Out-of-order execution involves substantial complexity, which makes SiFive’s Performance P550 and T-HEAD’s Xuantie C910 interesting. Both feature out-of-order execution, though a quick look at headline specifications shows neither core can take on the best from AMD, Arm, Intel, or Qualcomm.
To check on RISC-V’s progress as its cores move toward higher performance targets, I’m comparing with Arm’s Cortex A73 and Intel’s Goldmont Plus. Both have comparably sized out-of-order execution engines.
SPEC CPU2017
SPEC is an industry standard benchmark distributed in source code form. It deliberately attempts to test both hardware and the compilers that target it. As before, I’m building SPEC CPU2017 with GCC 14.2.0. For P550, I used -march=rv64imafdc_zicsr_zifencei_zba_zbb -mtune=sifive-p400-series
. For C910, I used -march=rv64imafdc_xtheadvector -mtune=generic-ooo
. GCC doesn’t have optimization models for either RISC-V core, though I suspect that doesn’t matter much.
The two RISC-V cores fall short of Arm’s Cortex A73 and well short of Intel’s Goldmont Plus. Clock speed differences play a large role, and the EIC7700X is especially terrible in that respect. Eswin chose to clock its P550 cluster at just 1.4 GHz, even though the chip’s datasheet notes the CPU cores can run at “up to 1.8 GHz”. C910 does better at 1.85 GHz, though that’s still low in absolute terms. Unfortunately for T-HEAD, C910’s higher clock speed does not let it gain a performance lead against the P550. I’m still working on dissecting C910, but at first glance I’m not impressed with how T-HEAD balanced C910’s out-of-order execution engine and memory subsystem.

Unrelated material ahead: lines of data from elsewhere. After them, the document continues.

PR #291, opened 2021-11-03
Split fetch api

NicholasHallman:
### Implementation Notes

This PR changes the demo mock server to mimic the new bdp-query behaviour for FQ.

### Quality Notes

Testing
 - [x] Data is retreived by issuing the post, then get command
 - [x] The Get fetch uses the path from the Post response
 - [x] Initial post contains semester query
 - [x] Subsequent Gets contain the aq hash query

Demo - N/A  

Documentation - N/A

Dev Ops
- Should we create a branch for FQ changes and merge these PR's to it untill the release is finished?

FYI: @Brightspace/draco-vis


model/dataApiClient.js
```diff
@@ -96,13 +100,19 @@ export async function fetchUserQuizData({ orgUnitIds, metronEndpoint }) {
 	}
 	const uri = url.toString();
 
-	let response = await d2lfetch.fetch(uri, { headers: { 'cache-control': 'no-store' } });
+	let response = await d2lfetch.fetch(uri, { method: 'POST', headers: { 'cache-control': 'no-store' } });
+	if (response.status !== 202) {
+		throw new Error('query-failure');
+	}
+	const rawDataPath = await response.body.getReader().read();
+	const dataPath = rawDataPath.value.reduce((arr, ascii) => modifyAndReturn(arr, () => arr.push(String.fromCharCode(ascii))), []).join('');
```
NicholasHallman, line 108: Sorry this is so gross I'm not sure why the reader returns a UInt8Array

johngwilkinson (commented):
As I mentioned on the server-side PR, we will likely be shipping AQD without flagged questions (I gather) - so this probably needs to be done as a non-breaking change, i.e. with a separate method for the new routes.

NicholasHallman:
> As I mentioned on the server-side PR, we will likely be shipping AQD without flagged questions (I gather) - so this probably needs to be done as a non-breaking change, i.e. with a separate method for the new routes.

Done, I created a switch for the class to pick which set of fetch functions to use.

model/dataApiClient.js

Cortex A55 and A53 provide perspective on where in-order execution sits today. Neither core can get anywhere close to high performance client designs, but C910 and P550 have relatively small out-of-order engines. They also run at low clock speeds. Mediatek’s Genio 1200 has a particularly strong A55 implementation, with higher clock speeds and better DRAM latency than C910 and P550. Its Cortex A55 cores are able to catch C910 and P550 without full out-of-order execution.

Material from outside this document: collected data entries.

PR #301, opened 2021-11-05
Flagging rules change 2

bemailloux:
2 changes in this PR that came out of John's questioning of how users would use these thresholds:
* Top lure response rate flag behaviour was inverted. 
  * Before: `flag if topLureResponseRate < threshold`
  * After: `flag if topLureResponseRate > threshold` -> indicates that lots of students selected the most common incorrect answer
* Discrimination index now flags if value is negative, in addition to if value is high
  * Before: `flag if discIndex > threshold`
  * After: `flag if discIndex > threshold or discIndex < 0` -> indicates that (a) high performing students are doing way better on this question than low performing students, or (b) low performing students are doing better than high performing students on this question, which is an odd situation worth flagging

NB: behaviour for discIndex column flagging is now different from High discrimination card filter. This is intentional

Quality notes
* Testing
  * Verify topLure behaviour
  * Verify discIndex behaviour
* UX
  * Get new wording for discIndex setting description from Kevin
* Devops, security, perf: N/A
* Docs
  * Maybe I should add some of the reasoning behind why the flagging is defined the way it is in code?

@Brightspace/draco-vis


bbabu01 (approved):
LGTM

AMD expects to exceed Pentium performance at the same clock rate by about 30%
This isn’t the first time an in-order core does surprisingly well against out-of-order ones. Back in 1996, AMD’s K5 featured 4-wide out-of-order execution and better per-clock performance than Intel’s 2-wide, in-order Pentium. Intel clocked the Pentium more than 30% faster, and came out top. Today’s situation with C910 and P550 against A55 has some parallels. A55 doesn’t win everywhere though. It loses to both RISC-V cores in SPEC CPU2017’s floating point suite. And a less capable in-order core like A53 can’t keep up despite running at higher clocks.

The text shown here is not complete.